Material provided.
((
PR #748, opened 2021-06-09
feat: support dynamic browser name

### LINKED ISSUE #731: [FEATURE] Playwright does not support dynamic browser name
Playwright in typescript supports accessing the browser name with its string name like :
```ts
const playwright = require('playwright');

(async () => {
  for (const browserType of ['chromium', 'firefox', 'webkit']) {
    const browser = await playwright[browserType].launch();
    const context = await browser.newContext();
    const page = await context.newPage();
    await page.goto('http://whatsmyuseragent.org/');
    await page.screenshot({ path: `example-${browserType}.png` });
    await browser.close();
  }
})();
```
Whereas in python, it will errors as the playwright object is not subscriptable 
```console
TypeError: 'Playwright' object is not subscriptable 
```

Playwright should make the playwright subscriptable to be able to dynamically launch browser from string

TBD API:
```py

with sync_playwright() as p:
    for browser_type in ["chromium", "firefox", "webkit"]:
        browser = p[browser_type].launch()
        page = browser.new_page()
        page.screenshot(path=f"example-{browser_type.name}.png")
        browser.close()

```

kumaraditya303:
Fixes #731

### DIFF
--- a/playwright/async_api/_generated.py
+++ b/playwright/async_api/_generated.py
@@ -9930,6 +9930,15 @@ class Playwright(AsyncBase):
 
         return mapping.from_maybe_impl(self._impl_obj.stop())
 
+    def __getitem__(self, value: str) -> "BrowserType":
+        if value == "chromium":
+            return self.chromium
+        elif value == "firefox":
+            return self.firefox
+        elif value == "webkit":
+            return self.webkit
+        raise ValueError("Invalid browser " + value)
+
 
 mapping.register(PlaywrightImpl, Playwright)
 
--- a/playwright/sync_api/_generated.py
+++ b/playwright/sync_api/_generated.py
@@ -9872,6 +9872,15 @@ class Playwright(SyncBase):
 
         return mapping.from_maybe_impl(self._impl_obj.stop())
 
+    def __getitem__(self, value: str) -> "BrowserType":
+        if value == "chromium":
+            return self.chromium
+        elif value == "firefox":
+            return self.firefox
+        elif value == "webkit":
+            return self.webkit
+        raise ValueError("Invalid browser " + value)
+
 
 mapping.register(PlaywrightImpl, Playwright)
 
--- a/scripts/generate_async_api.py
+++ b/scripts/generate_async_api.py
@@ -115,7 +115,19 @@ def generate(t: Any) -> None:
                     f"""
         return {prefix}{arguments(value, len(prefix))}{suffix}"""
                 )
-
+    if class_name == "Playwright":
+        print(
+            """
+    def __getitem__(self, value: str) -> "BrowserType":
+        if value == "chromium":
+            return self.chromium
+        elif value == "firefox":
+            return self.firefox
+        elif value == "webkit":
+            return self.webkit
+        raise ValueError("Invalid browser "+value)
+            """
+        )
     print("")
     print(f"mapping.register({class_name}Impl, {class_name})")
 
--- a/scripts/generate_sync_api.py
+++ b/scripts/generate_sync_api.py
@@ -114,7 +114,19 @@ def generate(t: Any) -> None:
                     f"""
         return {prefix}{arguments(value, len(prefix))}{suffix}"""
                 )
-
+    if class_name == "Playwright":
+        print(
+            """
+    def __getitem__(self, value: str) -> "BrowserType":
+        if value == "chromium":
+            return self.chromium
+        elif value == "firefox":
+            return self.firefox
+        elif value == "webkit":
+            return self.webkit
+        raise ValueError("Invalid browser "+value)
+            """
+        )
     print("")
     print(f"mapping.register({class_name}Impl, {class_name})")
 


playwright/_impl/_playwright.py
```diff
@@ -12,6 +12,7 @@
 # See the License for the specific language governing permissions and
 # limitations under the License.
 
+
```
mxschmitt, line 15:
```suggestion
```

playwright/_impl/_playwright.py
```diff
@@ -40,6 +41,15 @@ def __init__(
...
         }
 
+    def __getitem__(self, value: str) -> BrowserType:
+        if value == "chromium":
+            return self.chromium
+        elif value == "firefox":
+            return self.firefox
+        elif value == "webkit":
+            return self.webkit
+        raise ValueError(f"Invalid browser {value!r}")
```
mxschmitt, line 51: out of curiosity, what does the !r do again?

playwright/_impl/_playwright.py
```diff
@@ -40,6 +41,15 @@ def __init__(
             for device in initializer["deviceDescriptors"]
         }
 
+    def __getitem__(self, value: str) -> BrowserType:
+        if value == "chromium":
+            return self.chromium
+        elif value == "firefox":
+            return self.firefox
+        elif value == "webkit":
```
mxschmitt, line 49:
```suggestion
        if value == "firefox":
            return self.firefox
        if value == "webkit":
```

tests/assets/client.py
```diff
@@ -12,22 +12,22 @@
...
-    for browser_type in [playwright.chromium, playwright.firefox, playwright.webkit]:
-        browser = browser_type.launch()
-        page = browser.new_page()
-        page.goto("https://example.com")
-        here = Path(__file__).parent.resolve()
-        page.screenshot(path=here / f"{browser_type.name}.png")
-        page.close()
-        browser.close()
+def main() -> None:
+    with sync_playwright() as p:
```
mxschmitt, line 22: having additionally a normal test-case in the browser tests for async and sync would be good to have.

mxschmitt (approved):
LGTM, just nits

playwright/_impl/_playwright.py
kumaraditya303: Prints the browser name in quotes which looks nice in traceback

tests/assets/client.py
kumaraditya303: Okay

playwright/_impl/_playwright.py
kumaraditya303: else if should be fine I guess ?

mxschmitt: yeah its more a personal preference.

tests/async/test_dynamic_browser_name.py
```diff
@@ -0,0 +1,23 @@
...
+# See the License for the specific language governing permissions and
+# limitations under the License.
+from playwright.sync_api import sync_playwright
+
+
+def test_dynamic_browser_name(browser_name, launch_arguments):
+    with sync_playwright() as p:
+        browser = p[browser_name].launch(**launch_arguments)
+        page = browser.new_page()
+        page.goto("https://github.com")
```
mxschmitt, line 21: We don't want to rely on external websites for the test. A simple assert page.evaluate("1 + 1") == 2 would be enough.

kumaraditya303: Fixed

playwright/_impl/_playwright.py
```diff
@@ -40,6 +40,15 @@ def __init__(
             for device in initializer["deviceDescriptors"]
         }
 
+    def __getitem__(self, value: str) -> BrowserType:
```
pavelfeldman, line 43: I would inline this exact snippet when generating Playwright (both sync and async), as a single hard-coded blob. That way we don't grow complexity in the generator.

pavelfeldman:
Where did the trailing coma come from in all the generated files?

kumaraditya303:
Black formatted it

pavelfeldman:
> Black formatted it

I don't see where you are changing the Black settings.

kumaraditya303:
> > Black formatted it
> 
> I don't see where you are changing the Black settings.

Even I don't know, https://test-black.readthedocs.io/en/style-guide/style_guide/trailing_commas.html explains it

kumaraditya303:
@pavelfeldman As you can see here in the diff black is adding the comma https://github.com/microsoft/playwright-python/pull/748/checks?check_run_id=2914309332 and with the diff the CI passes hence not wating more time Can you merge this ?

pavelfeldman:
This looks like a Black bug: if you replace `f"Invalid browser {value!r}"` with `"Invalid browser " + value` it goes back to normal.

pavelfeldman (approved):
))
What is being asked.
Answer with a single number, the count of lines above that contain "subscriptable".

Output for this task.
3